By JESSICA A. BOTELHO
Former Styx member and songwriter Dennis DeYoung looked into his “Crystal Ball” and said he predicts his Nov. 18 show at the Zeiterion Performing Arts Center in New Bedford will not disappoint even the band’s biggest fans. He plans on playing classics like “Come Sail Away,” “Babe,” and “Lady” as well as “Renegade” and “Too Much Time on My Hands,” two songs he didn’t sing on with Styx.
“We’re going to be doing all the songs the fans want to hear and give them something that’s just short of a reunion, which they’ve been clamoring for the last 10 years,” he said. “In the years that I was on the road, I was only doing the songs that I sang so we’re weeding out some of those. If you miss this show you’re missing out.”
With Styx, which had five top-ten albums in the 1970s and early 1980s, DeYoung wrote songs that serve as the soundtrack for a generation of people. Today, many of his hits continue to be played on the radio.
“I had no idea it was going to happen,” said DeYoung. “During the time, you don’t think your records will still be enjoyed 30 or 40 years later. When you’re doing it, you’re just trying to get to the next record or the next tour.”
Nevertheless, DeYoung is grateful. He feels humbled that he has been able to perform for the last four decades.
“When I started out there weren’t any rock stars in the world that were 64-years-old,” he said. “Audiences my age love nostalgia and they want to remember being 18. They’re the ones that allow us the privilege of playing these shows and it has been the greatest joy.”
While many bands are playing some of their classic albums in their entirety from start to finish, DeYoung doesn’t think it’s the best idea. He said he hasn’t considered it because he doesn’t believe his fans would enjoy it.
“If I were to do that, a lot of songs would be left out that people really want to hear,” said DeYoung. “I have to be pragmatic and perform the songs people love.”
With the addition of bassist Craig Carter and guitarist August Zadra to his band in 2010, DeYoung said he is able to recreate the sound of Styx, as both musicians are also vocalists. This, he said, was intentional.
“I purposely put this together to make that sound,” said DeYoung. “Together, we form a harmony that is unmistakably like the harmonies you heard on those records.
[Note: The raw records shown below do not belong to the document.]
PR #748, opened 2020-05-27
Field Report endpoint to return only public ones for not logged in users

GregoryHorvath:
Ref.: https://github.com/IFRCGo/go-frontend/pull/1286#issuecomment-633794448

@frozenhelium @thenav56 @batpad If you have any suggestions to improve the code don't hold back please. This was the only way I could see to make the logic work, but there might be better solution(s).

### DIFF
--- a/api/drf_views.py
+++ b/api/drf_views.py
@@ -9,9 +9,11 @@ from django.http import Http404
 from django_filters import rest_framework as filters
 from django.contrib.auth.models import User
 from django.db import models
+from django.db.models import Prefetch, Q
 from django.utils import timezone
 from .event_sources import SOURCES
 from .exceptions import BadRequest
+from .utils import is_user_ifrc
 from .view_filters import ListFilter
 from .visibility_class import ReadOnlyVisibilityViewset
 from deployments.models import Personnel
@@ -246,10 +248,22 @@ class EventViewset(viewsets.ReadOnlyModelViewSet):
     )
     filter_class = EventFilter
 
+    def get_fieldreports_filter(self):
+        # Same logic at visibility_class.py
+        if self.request.user.is_authenticated:
+            if is_user_ifrc(self.request.user):
+                return Q()
+            else:
+                return Q(visibility=VisibilityChoices.MEMBERSHIP) | Q(visibility=VisibilityChoices.PUBLIC)
+        return Q(visibility=VisibilityChoices.PUBLIC)
+
     def get_queryset(self):
         if self.action == 'mini_events':
             return Event.objects.filter(parent_event__isnull=True).prefetch_related('dtype')
-        return Event.objects.filter(parent_event__isnull=True)
+
+        return Event.objects.filter(parent_event__isnull=True).prefetch_related(
+            Prefetch('field_reports', queryset=FieldReport.objects.filter(self.get_fieldreports_filter()))
+        )
 
     def get_serializer_class(self):
         if self.action == 'mini_events':
@@ -261,13 +275,18 @@ class EventViewset(viewsets.ReadOnlyModelViewSet):
 
     # Overwrite 'retrieve' because by default we filter to only non-merged Emergencies in 'get_queryset()'
     def retrieve(self, request, pk=None, *args, **kwargs):
+        filters
         if pk:
             try:
-                instance = Event.objects.get(pk=pk)
+                instance = Event.objects.prefetch_related(
+                    Prefetch('field_reports', queryset=FieldReport.objects.filter(self.get_fieldreports_filter()))
+                ).get(pk=pk)
             except Exception:
                 raise Http404
         elif kwargs['slug']:
-            instance = Event.objects.filter(slug=kwargs['slug']).first()
+            instance = Event.objects.filter(slug=kwargs['slug']).first().prefetch_related(
+                Prefetch('field_reports', queryset=FieldReport.objects.filter(self.get_fieldreports_filter()))
+            )
             if not instance:
                 raise Http404
         else:
--- a/api/drf_views.py
+++ b/api/drf_views.py
@@ -248,22 +248,11 @@ class EventViewset(viewsets.ReadOnlyModelViewSet):
     )
     filter_class = EventFilter
 
-    def get_fieldreports_filter(self):
-        # Same logic at visibility_class.py
-        if self.request.user.is_authenticated:
-            if is_user_ifrc(self.request.user):
-                return Q()
-            else:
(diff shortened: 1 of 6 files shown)


batpad:
This looks great to me, @GregoryHorvath . No suggestions for improvement other than writing tests to test these permission cases. Can we ticket out writing tests to test all the permission logic around field reports, and then I'm good with merging this. :+1:

batpad:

You could put three great singers in a room and they still won’t sound like that.”
After a friend suggested Carter to DeYoung, Carter sent DeYoung a demo, which impressed him. It wasn’t long before the bassist was enlisted.
DeYoung then recruited Zadra after his son Matthew woke him up at 12:30 a.m. one morning and told him to check out a YouTube video he discovered online of Zadra singing “Blue Collar Man” in a Styx tribute band called Mother of Pearl. He said he knew he found the missing ingredient.
“The video was six years old and I didn’t know that but when I saw it I said, ‘Wow,’” DeYoung said. “The rest, as they say, is history.”
But it can’t be forgotten that DeYoung not only brings his vocals to the mix, he also contributes his keyboard skills. His main influences are John Lord of Deep Purple, Keith Emerson of Emerson, Lake and Palmer, plus Jimmy Smith, who DeYoung described as the Jimi Hendrix of organ playing.
“I took accordion lessons for eight years before switching to organ so the way I play is like accordion playing,” he said. “I think that’s what makes it unique.”
Another aspect that puts him in a distinctive category is the fact that he’s a successful musician who has been married for 41 years. His wife Suzanne joins him on tour.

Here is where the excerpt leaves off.